5. Post-Myriad WDR spreads its (dark) wings. On June 11th, the Fed. Cir. invalidated J&J drug eluting stent patents because the specification did not adequately describe analogs of rapamycin that could be used as the active ingredient. On Feb. 25th, Centocor priority document fails written description requirement by not exemplifying fully-human monclonal antibodies, i.e., those used to make Abbott’s Humira. Although the court reiterated that working examples are not required to meet WDR, the decisions provide no meaningful guidance toward alternative approaches. Bright spot: “Antibody exception” survives.
4. Therasense decision brings common sense to inequitable conduct defense – or insert your own pun using “-sense.” Fed. Cir. discards Rule 56(b) entirely and at least suggests resolution of ambiguities in 56(a) (No IC for failure to disclose prior art in case of claim that is later cancelled or not asserted.) (Decision is May 25, 2011; see Post May 27, 2011.) On July 21, 2011, PTO proposes new Rule 56(b) (Post: July 22, 2011.) BIO’s comments suggest abolishing Rule 56 entirely.
3. On Dec. 7, 2011, the Supreme Court hears oral arguments in Prometheus v.
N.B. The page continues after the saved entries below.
PR #5096, opened 2026-02-20
perf(cache): Excluding zero units/amounts/events fees from cache

groyoh:
## Context

We heavily rely on caching for improving the current usage performance. We do so by caching the fees as aggregating the events for fee calculating can be quite costly and impactful on the database resource.

While investigating, we noticed that the fees are cached even though they wouldn't be persisted for invoicing (zero unit/amount/event fees).

## Description

This pull request introduces a new feature flag to optimize the caching of non-persistable (zero-value) fees. The main focus is to prevent storing unnecessary zero-value fees in the cache, when the new feature flag is enabled, while still rendering those fees to avoid any breaking behavior on the API.

This adds a whole set of tests to ensure non-regression.

### DIFF
--- a/spec/services/billable_metrics/aggregations/base_service_spec.rb
+++ b/spec/services/billable_metrics/aggregations/base_service_spec.rb
@@ -53,5 +53,32 @@ RSpec.describe BillableMetrics::Aggregations::BaseService do
         expect(null_result.count).to eq(0)
       end
     end
+
+    context "with apply_aggregation and grouped_by_keys" do
+      let(:args) { {grouped_by_keys: %w[region], apply_aggregation: true} }
+
+      it "wraps a null result inside aggregations" do
+        expect(null_result.aggregations.size).to eq(1)
+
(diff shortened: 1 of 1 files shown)


app/services/billable_metrics/aggregations/base_service.rb
```diff
@@ -33,6 +33,16 @@ class BaseService < ::BaseService
       ]
       PerEventAggregationResult = BaseResult[:event_aggregation]
 
+      def self.empty_result(result = BaseService::Result.new, grouped_by_keys: nil)
+        empty_result = result
```
vincent-pochet: Should we duplicate the result to avoid unexpected side effect if for some reason we decide to pass the service result instance?

groyoh: The current `empty_result` below actually modifies the service result so I would wager it's okay like this as we want to modify the provided result. We'd need to refactor that logic otherwise.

Mayo, in which Mayo appeals Fed. Cir. rulings (two of them) that a method of determining an optimal dose of an immuno-suppressive drug by giving the drug to the patient and determining if the dose needs to be adjusted based on the level of the drug metabolites in the patient’s blood is a patentable method of medical treatment. Second Fed. Cir. decision is discussed in Post of Dec. 17, 2010; the Court granted cert. on June 20th. I have done multiple posts on the briefing in this appeal. (See Nov. 3rd, Nov. 7th, Nov. 21st, and Dec. 9th.) I predicted that Mayo would not prevail using “natural phenomenon” and/or “mental steps” arguments, but other commentators are not so sure.
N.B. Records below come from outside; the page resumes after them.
PR #5143, opened 2026-03-03
remove not needed join

annvelents:
## Context

we can get rid of joining customers when searching by customer_external_id, because joining whole table of subscriptions with whole table of customers is a heavy operation. Having one separate request for it would make more sense

### DIFF
--- a/app/queries/subscriptions_query.rb
+++ b/app/queries/subscriptions_query.rb
@@ -74,7 +74,7 @@ class SubscriptionsQuery < BaseQuery
 
   def with_external_customer(scope)
     customers = Customer.where(external_id: filters.external_customer_id)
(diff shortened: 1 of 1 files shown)


app/queries/subscriptions_query.rb
```diff
@@ -59,7 +62,8 @@ def search_params
   end
 
   def with_external_customer(scope)
-    scope.joins(:customer).where(customers: {external_id: filters.external_customer_id})
+    customers = Customer.where(external_id: filters.external_customer_id)
+    scope.where(customer_id: customers.ids)
```
rsempe:
```suggestion
    scope.where(customer_id: customers.select(:id))
```

rsempe (approved):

2. AMP v. Myriad. On December 16th, the ACLU team petitioned for cert. after the Fed. Cir. invalidated Myriad’s broadest diagnostic method claims as “abstract ideas” but upheld the validity of the claims to isolated BRAC2 DNA sequences as patentable chemical moieties. (See Posts of July 29th and July 31st on the split Fed. Cir. decision.) I posted on one paper indicating that such “DNA claims” have almost no impact on diagnostic medicine and have noted that the loss of the diagnostic method claim threatens the future of claims directed to personalized medicine. Actually, while the ACLU has stated that they are not challenging the patentability of methods of medical treatment, a loss in Prometheus would put patents on simple diagnostic methods that measure biomarkers like PSA or anti-HIV antibodies squarely in the sights of the anti-patent folks. You betcha!
1. Of course, the America Invents Act. In my post of Sept. 13th, I noted that this “patent reform” law contains 11 new ways to limit patent protection and enough ambiguity to keep patent attorneys and commentators busy for a decade. And why couldn’t the first-to-file (already being called “first-to-publish” by some writers) provisions more closely mirror the EPC? Don Chisum has already written a book-length treatise on the changes in the laws controlling priority claims alone. The proposed regulations on the first provisions to go into effect were to be published in January, but with all the personnel changes of late, I wouldn’t bet on it. (Other Posts; Sept. 12th and Sept. 20th.)
Well, 2012 is certain to meet the standard of the Chinese curse, “May you live in interesting times.”